→ YOUR GOAL
Only the lines with the string "containments" are needed; return each of them from the entries below.

(Saved data entries)
# # # # #
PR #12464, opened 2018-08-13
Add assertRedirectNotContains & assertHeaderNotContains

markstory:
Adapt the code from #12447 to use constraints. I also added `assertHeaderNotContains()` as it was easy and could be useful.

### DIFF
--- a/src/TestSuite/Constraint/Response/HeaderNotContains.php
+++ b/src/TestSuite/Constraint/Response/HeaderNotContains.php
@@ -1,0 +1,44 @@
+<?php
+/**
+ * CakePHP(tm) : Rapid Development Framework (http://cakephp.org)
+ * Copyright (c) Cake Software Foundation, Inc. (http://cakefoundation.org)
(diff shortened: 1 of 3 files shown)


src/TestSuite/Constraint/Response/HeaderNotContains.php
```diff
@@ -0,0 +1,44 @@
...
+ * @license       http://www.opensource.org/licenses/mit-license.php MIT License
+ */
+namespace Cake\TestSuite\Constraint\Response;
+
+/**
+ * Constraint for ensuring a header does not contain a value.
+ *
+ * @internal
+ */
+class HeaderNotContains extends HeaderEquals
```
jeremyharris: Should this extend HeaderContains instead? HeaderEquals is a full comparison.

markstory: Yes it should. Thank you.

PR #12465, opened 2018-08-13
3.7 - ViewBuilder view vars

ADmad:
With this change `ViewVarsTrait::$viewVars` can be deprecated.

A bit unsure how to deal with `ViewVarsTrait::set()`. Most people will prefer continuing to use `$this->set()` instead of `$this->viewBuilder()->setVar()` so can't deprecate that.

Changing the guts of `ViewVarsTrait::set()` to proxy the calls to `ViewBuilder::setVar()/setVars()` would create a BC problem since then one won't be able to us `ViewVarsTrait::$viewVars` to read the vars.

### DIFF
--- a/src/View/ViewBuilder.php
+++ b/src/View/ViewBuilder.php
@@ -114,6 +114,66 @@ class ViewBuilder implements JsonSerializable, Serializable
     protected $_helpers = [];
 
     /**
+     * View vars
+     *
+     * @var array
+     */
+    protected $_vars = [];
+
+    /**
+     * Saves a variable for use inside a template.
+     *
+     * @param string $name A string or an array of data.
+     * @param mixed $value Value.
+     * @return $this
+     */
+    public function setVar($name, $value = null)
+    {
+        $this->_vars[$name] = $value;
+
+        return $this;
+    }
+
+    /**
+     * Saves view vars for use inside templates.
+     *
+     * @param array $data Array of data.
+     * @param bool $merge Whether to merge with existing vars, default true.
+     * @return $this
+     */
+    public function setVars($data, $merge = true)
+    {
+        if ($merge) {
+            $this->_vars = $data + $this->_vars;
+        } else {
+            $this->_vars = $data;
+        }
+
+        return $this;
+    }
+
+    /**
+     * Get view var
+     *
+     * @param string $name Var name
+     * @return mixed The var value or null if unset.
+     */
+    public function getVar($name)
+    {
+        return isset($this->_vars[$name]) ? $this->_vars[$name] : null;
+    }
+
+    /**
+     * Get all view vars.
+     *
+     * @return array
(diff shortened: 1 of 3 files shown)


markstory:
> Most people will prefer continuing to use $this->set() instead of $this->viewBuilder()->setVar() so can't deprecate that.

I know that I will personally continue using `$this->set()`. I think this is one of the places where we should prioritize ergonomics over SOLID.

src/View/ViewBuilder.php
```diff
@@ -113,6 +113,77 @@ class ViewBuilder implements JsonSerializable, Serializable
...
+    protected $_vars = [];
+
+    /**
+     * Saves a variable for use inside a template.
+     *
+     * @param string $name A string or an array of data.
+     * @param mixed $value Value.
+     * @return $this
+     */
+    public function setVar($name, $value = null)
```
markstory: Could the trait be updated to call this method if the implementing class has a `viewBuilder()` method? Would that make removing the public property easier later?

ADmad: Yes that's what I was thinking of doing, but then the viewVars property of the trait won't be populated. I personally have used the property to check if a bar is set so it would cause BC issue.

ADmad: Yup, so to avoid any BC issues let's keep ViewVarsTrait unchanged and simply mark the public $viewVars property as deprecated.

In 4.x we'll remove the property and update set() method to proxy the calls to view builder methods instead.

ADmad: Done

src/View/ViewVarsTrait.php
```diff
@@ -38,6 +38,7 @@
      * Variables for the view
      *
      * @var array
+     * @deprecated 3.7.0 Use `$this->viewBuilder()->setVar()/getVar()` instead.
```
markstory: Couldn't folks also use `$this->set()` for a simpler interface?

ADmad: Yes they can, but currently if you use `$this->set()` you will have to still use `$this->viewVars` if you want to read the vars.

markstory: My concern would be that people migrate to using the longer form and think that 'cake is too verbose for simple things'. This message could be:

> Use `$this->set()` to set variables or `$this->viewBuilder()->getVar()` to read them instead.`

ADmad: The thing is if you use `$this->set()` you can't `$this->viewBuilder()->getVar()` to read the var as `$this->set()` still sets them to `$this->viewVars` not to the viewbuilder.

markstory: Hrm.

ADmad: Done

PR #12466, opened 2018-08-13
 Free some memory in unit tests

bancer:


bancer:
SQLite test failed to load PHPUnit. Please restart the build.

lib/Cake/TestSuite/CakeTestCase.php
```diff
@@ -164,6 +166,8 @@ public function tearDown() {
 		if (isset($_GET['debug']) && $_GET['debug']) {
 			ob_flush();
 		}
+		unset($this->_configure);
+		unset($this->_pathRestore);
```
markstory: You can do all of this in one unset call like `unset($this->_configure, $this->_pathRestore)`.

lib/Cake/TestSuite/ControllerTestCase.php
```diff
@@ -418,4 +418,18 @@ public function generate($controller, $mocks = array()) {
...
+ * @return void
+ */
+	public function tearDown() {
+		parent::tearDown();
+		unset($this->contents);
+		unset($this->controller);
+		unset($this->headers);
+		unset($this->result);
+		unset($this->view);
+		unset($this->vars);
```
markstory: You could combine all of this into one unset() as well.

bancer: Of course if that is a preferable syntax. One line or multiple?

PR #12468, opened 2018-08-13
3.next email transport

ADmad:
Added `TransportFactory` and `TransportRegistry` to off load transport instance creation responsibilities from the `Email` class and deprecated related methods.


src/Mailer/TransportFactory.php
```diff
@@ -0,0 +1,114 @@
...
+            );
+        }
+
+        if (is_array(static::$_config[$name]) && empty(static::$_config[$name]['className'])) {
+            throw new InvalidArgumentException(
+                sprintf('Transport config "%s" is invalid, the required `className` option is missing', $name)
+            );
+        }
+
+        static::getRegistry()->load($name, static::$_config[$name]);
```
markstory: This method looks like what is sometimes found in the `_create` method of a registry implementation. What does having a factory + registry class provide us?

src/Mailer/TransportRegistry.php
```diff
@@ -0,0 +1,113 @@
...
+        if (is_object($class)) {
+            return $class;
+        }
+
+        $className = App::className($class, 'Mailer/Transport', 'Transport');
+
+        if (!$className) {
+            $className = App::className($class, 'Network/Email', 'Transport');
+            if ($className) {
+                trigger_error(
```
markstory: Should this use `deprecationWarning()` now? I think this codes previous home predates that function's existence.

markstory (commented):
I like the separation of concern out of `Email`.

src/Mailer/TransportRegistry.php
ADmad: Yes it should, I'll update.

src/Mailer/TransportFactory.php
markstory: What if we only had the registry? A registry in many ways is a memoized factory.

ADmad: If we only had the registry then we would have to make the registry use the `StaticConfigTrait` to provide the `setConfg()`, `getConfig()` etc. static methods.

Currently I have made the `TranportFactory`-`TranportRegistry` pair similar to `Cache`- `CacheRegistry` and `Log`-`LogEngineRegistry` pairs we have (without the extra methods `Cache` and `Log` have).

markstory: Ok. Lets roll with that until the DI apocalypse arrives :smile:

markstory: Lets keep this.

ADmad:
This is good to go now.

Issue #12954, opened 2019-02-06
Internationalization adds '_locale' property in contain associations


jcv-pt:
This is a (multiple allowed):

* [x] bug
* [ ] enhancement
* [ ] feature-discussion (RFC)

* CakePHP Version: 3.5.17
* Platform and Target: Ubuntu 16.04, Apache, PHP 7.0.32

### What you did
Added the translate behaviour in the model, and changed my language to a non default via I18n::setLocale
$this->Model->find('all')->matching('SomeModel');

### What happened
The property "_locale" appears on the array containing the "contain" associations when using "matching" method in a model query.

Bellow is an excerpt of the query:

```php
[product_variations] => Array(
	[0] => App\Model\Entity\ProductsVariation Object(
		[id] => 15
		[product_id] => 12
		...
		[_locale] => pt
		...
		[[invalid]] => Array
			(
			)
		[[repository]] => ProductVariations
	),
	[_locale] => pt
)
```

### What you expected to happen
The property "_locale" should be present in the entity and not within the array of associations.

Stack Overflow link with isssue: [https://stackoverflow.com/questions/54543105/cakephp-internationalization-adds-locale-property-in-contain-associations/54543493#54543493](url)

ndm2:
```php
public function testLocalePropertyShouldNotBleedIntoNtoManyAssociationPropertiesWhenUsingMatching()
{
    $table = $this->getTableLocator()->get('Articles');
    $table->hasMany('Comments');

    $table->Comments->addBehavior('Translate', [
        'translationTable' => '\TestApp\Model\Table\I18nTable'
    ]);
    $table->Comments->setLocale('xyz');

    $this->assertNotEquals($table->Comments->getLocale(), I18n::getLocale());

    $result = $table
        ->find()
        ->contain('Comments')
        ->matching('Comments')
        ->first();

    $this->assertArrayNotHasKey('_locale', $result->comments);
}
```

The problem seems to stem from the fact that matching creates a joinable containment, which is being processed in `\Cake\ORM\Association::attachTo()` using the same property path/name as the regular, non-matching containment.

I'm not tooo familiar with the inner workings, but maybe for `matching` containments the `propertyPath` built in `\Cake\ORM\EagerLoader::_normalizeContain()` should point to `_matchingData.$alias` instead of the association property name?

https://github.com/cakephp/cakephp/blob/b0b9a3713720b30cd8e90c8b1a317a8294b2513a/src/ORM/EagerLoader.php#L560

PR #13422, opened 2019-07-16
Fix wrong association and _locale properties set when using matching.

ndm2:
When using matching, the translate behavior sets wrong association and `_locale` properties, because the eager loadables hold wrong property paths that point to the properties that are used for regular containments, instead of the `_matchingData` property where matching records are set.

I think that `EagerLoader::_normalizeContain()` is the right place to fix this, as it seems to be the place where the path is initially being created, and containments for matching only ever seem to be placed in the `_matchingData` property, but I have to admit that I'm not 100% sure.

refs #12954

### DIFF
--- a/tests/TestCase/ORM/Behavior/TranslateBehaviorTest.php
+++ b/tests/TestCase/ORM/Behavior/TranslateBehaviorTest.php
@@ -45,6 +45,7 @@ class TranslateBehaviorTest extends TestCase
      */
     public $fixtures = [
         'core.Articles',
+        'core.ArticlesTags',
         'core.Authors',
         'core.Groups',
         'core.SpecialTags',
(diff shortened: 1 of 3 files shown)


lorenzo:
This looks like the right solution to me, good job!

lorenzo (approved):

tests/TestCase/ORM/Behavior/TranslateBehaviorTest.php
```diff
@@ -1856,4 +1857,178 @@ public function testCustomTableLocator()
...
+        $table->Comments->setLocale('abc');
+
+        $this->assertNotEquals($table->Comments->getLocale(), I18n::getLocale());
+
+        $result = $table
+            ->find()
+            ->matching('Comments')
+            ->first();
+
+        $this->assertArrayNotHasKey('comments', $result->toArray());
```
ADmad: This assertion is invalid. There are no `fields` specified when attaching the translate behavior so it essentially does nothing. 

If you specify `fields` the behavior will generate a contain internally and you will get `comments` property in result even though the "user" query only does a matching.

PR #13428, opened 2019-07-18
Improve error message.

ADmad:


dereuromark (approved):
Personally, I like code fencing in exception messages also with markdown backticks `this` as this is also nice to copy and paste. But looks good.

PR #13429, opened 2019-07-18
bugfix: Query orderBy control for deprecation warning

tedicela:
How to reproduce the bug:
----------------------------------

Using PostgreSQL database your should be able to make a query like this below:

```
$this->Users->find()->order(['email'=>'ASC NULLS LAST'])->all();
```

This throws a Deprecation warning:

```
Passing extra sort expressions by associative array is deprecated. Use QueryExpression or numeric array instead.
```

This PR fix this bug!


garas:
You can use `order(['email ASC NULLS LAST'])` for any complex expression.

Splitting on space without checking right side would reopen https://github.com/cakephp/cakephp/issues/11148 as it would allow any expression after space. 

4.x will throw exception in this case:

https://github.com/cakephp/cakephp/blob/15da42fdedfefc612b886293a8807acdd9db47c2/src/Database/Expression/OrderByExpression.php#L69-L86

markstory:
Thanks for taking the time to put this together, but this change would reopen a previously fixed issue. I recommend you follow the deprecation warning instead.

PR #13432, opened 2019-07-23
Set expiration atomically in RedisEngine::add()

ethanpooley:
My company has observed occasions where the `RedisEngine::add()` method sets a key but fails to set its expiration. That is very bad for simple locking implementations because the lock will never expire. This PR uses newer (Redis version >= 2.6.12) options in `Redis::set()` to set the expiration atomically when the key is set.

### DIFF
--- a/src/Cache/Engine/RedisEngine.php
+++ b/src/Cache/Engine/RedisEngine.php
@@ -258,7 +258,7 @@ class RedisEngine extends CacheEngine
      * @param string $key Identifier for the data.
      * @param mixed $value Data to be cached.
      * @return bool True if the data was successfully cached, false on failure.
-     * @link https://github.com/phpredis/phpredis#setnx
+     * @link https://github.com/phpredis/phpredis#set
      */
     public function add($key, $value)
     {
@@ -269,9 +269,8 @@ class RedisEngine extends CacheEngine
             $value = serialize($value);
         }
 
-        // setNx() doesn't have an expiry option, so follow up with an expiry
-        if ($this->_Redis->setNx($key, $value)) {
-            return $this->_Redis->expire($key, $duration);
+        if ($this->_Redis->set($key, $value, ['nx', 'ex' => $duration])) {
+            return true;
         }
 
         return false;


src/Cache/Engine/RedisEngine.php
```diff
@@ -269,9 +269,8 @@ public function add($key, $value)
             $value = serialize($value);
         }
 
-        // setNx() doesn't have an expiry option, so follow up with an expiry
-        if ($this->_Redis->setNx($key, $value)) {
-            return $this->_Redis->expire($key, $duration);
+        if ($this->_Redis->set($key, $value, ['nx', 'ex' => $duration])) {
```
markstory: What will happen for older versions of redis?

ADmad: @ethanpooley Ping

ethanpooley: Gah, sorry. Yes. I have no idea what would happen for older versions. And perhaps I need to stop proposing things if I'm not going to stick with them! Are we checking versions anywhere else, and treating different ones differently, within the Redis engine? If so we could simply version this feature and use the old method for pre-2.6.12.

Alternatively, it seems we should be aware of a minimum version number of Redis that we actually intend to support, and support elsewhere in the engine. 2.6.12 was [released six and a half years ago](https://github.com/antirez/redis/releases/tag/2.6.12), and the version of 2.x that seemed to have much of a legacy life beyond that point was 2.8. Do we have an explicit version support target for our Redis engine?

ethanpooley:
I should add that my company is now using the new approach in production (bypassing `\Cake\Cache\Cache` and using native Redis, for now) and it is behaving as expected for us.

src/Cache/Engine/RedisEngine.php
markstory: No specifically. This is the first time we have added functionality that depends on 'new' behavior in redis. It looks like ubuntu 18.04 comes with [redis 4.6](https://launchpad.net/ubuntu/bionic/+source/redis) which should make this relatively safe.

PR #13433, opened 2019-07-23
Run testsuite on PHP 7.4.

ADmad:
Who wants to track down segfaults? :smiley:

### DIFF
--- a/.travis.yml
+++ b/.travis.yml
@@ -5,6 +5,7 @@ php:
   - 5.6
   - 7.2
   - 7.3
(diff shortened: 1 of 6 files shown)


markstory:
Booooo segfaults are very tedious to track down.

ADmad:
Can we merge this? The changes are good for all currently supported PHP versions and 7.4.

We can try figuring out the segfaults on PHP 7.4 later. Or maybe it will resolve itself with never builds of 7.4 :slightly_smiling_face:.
# # # # #
→ OUTPUT FOR THIS TASK
I'm not tooo familiar with the inner workings, but maybe for `matching` containments the `propertyPath` built in `\Cake\ORM\EagerLoader::_normalizeContain()` should point to `_matchingData.$alias` instead of the association property name?
When using matching, the translate behavior sets wrong association and `_locale` properties, because the eager loadables hold wrong property paths that point to the properties that are used for regular containments, instead of the `_matchingData` property where matching records are set.
I think that `EagerLoader::_normalizeContain()` is the right place to fix this, as it seems to be the place where the path is initially being created, and containments for matching only ever seem to be placed in the `_matchingData` property, but I have to admit that I'm not 100% sure.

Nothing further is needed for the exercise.